# Working with Teak



## gemnw (Aug 1, 2010)

I have never worked with teak, and I have been asked to make 4 Adirondack chairs.
Any special problems that I should know of before I tackle this job?
I have worked a lot of wood over my lifetime (70) but it has always been personal or for loved ones and friends. 
Thank you for your help


----------



## jd99 (Jun 17, 2009)

That's going to be one expensive set of chairs. 

Ive worked a little with teak making band saw boxes, it works fine the only thing I noticed it was maybe a little waxy or oily (Not sure how to describe it) the saw dust stuck together when I was cutting it on the band saw, had to keep cleaning the kerf out with a shot of compressed air.
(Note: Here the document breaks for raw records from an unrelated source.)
PR #1638, opened 2020-10-06
Refactor checkXMLVersion in PayloadFactory to improve performance

arunans23:
## Purpose

Resolves wso2/product-ei#5279

This PR refactors the PayloadFactory mediator code to improve the performance in the following ways.

- Initialize Document Builder only once.
- Turn off unnecessary features in DocumentBuilder
- Check XML version for every request. (Not for every argument in PF)
- Use stringToOM as a last resort inside isXML() check.


arunans23:
Closing this PR, since there are performance issues with this approach. (In high Core environments)

PR #1653, opened 2020-10-26
Freemarker support for PayloadFactory

tharakamd:
## Purpose

This PR adds FreeMarker support for the PayloadFactory mediator. A new attribute is added to the synapse syntax of the PayloadFactory mediator to switch between default script implementation and FreeMarker implementation. For backward compatibility, if that attribute is not set, then the default implementation would get selected. 

## Samples
A sample synapse syntax is as bellow,

```xml
<payloadFactory media-type="xml" template-type="freemarker">
                <format><![CDATA[<name>${payload.name}</name>]]></format>
                <args/>
</payloadFactory>
```

### DIFF
--- a/modules/core/src/main/java/org/apache/synapse/config/xml/PayloadFactoryMediatorSerializer.java
+++ b/modules/core/src/main/java/org/apache/synapse/config/xml/PayloadFactoryMediatorSerializer.java
@@ -91,14 +91,14 @@ public class PayloadFactoryMediatorSerializer extends AbstractMediatorSerializer
                     OMElement formatElem = fac.createOMElement(FORMAT, synNS);
                 String type = mediator.getType();
                 if(type!=null && (type.contains(JSON_TYPE) || type.contains(TEXT))) {
-                     formatElem.setText(mediator.getFormat());
+                    if (isFreeMarkerTemplate(mediator)) {
+                        createCdataTag(mediator,formatElem);
+                    }else{
+                        formatElem.setText(mediator.getFormat());
+                    }
                 } else {
                     if (isFreeMarkerTemplate(mediator)) {
-                        String formatString = mediator.getFormat();
-                        formatString = removeCDATAFromPayload(formatString);
-                        OMTextImpl omText = (OMTextImpl) formatElem.getOMFactory().createOMText(formatElem, formatString,
-                                XMLStreamConstants.CDATA);
-                        formatElem.addChild(omText);
+                        createCdataTag(mediator, formatElem);
                     } else {    
                     formatElem.addChild(AXIOMUtil.stringToOM(mediator.getFormat()));
                 }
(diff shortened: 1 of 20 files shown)


modules/core/src/main/java/org/apache/synapse/config/xml/PayloadFactoryMediatorSerializer.java
```diff
@@ -148,8 +163,23 @@ public OMElement serializeSpecificMediator(Mediator m) {
...
+        return mediator.getTemplateType() != null && mediator.getTemplateType().equalsIgnoreCase(FREEMARKER);
+    }
     public String getMediatorClassName() {
         return PayloadFactoryMediator.class.getName();
     }
 
+    public static String removeCDATAFromPayload(String inputPayload) {
+        if (inputPayload.startsWith("<![CDATA[")) {
+            inputPayload = inputPayload.substring(9);
+            int i = inputPayload.indexOf("]]>");
```
GDLMadushanka, line 177: since the index of returns, the first occurrence is there a chance this will break in CDATA inside CDATA scenario?

modules/core/src/main/java/org/apache/synapse/mediators/transform/pfutils/FreeMarkerTemplateProcessor.java
```diff
@@ -0,0 +1,415 @@
...
+    /**
+     * Inject a JSON payload in the FreeMarker
+     *
+     * @param messageContext Message context
+     * @param data           FreeMarker data input
+     */
+    private void injectJsonPayload(Axis2MessageContext messageContext, Map<String, Object> data) {
+
+        org.apache.axis2.context.MessageContext axis2MessageContext = messageContext.getAxis2MessageContext();
+        String jsonPayloadString = JsonUtil.jsonPayloadToString(axis2MessageContext);
```
GDLMadushanka, line 218: Can this be a JSONPrimitive ex:- following are valid JSON payloads 
boolean - true or false
single number
single string
null

modules/core/src/main/java/org/apache/synapse/config/xml/PayloadFactoryMediatorSerializer.java
tharakamd: fixed this

modules/core/src/main/java/org/apache/synapse/mediators/transform/pfutils/FreeMarkerTemplateProcessor.java
tharakamd: fixed this using gson and checking for JSON primitives.

GDLMadushanka (approved):

abeykoon:
When adding documentation, please add a xml based example, json based example and an example with CDATA. Make sure to update payloadFactory syntax at master doc branch.

tharakamd:
> When adding documentation, please add a xml based example, json based example and an example with CDATA. Make sure to update payloadFactory syntax at master doc branch.

Sure, I will add those to the documentation.

GDLMadushanka (dismissed):

GDLMadushanka (approved):

PR #1654, opened 2020-10-27
Fix the errors thrown in enrich mediator xpath json-eval 

Nipunich:
## Purpose
Fix the errors thrown when the Enrich mediator is used with In-line source and xpath="json-eval.." target property.

Fixes wso2/product-ei#5257

### DIFF
--- a/modules/core/src/main/java/org/apache/synapse/mediators/elementary/Source.java
+++ b/modules/core/src/main/java/org/apache/synapse/mediators/elementary/Source.java
@@ -30,11 +30,14 @@ import org.apache.axiom.soap.SOAPEnvelope;
 import org.apache.axiom.soap.SOAPFactory;
 import org.apache.axiom.soap.SOAPHeaderBlock;
 import org.apache.axiom.soap.impl.builder.StAXSOAPModelBuilder;
+import org.apache.commons.logging.Log;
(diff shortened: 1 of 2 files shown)


GDLMadushanka (approved):

modules/core/src/main/java/org/apache/synapse/mediators/elementary/Source.java
```diff
@@ -269,6 +274,20 @@ public JsonElement evaluateJson(MessageContext synCtx, SynapseLog synLog,
         JsonParser parser = new JsonParser();
         if (xpath != null) {
             SynapseJsonPath sourceJsonPath = (SynapseJsonPath) this.xpath;
+
+            if (InlineExpressionUtil.checkForInlineExpressions(sourceJsonPath.toString())) {
+                try {
+                    String jsonpath = sourceJsonPath.toString();
+                    if (jsonpath.startsWith("json-eval(")) {
```
abeykoon, line 281: are there json paths those do not start with "json-eval("?

abeykoon: OK. Seems json-path is ultimately an XPATH. :) Please correct me if wrong.

PR #1662, opened 2020-11-13
Add capability to define source and target for call mediator

malakaganga:
## Purpose
Fixes: https://github.com/wso2/product-ei/issues/5296

### DIFF
--- a/modules/core/src/main/java/org/apache/synapse/mediators/builtin/CallMediator.java
+++ b/modules/core/src/main/java/org/apache/synapse/mediators/builtin/CallMediator.java
@@ -20,29 +20,36 @@
 package org.apache.synapse.mediators.builtin;
 
 import org.apache.axis2.AxisFault;
+import org.apache.axis2.Constants;
+import org.apache.axis2.context.ConfigurationContext;
+import org.apache.axis2.context.ConfigurationContextFactory;
 import org.apache.synapse.ContinuationState;
 import org.apache.synapse.ManagedLifecycle;
 import org.apache.synapse.MessageContext;
 import org.apache.synapse.SynapseConstants;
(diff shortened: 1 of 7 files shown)


modules/core/src/main/java/org/apache/synapse/mediators/builtin/CallMediator.java
```diff
@@ -190,9 +266,38 @@ private boolean handleBlockingCall(MessageContext synInCtx) {
             log.error("Error while performing the call operation in blocking mode");
             return false;
         }
+        postMediate(synInCtx, originalMessageType, originalContentType, originalTransportHeaders);
         return true;
     }
 
+    public void postMediate(MessageContext response, String originalMessageType, String originalContentType,
+                            Map originalTransportHeaders) {
+        if (isTargetAvailable()) {
```
GDLMadushanka, line 275: shall we use isTargetAvailable for consistency

modules/core/src/main/java/org/apache/synapse/util/CallMediatorEnrichUtil.java
```diff
@@ -0,0 +1,299 @@
...
+import org.apache.synapse.mediators.elementary.EnrichMediator;
+import org.apache.synapse.mediators.elementary.Source;
+import org.apache.synapse.mediators.elementary.Target;
+import org.apache.synapse.transport.passthru.util.RelayUtils;
+import org.jaxen.JaxenException;
+
+import javax.xml.namespace.QName;
+import java.util.ArrayList;
+import java.util.Map;
+
```
GDLMadushanka, line 53: shall we add class level comment

GDLMadushanka (approved):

Make sure you post pictures I'd like to see the project when done.


----------



## gemnw (Aug 1, 2010)

*Thanks, teak info*

I agree, it will be very costly. It was suggested that I use ipe at 1/3 the cost, but teak is what he wants! Will take pictures. Will not start for two weeks.

Ted, Oregon


----------



## jetpilot (Jul 7, 2010)

Hi GEMNW: You have alot of work ahead of you. In my experience with teak, it may be oilly, but it has a very high tendency to dry out and to develope hugh cracks. kGood luck with the finished chairs.


----------



## gemnw (Aug 1, 2010)

Jackie Oily- cracks, I dont imagine they glue together very well.

Tede, Oregon


----------



## jd99 (Jun 17, 2009)

gemnw said:


> Jackie Oily- cracks, I dont imagine they glue together very well.
> 
> Tede, Oregon


I glued several 3/4" thick planks to make the band saw boxes I talked about above, and had no issues with the planks not sticking.

I see your in Oregon where abouts are you? I am looking for a peice of land up there to build a retirement house and shop on. Both the wife and I have family that live up there in Oakland, and Springfield.


----------



## bobj3 (Jan 17, 2006)

Hi Ted

Are you sure you want to use teak for the Adirondack chairs, you will need to put wheel on them and maybe a motor to move them around they will be like making them out of concrete 

You will need to post a arm guard around them, teak is very high end wood and not cheap.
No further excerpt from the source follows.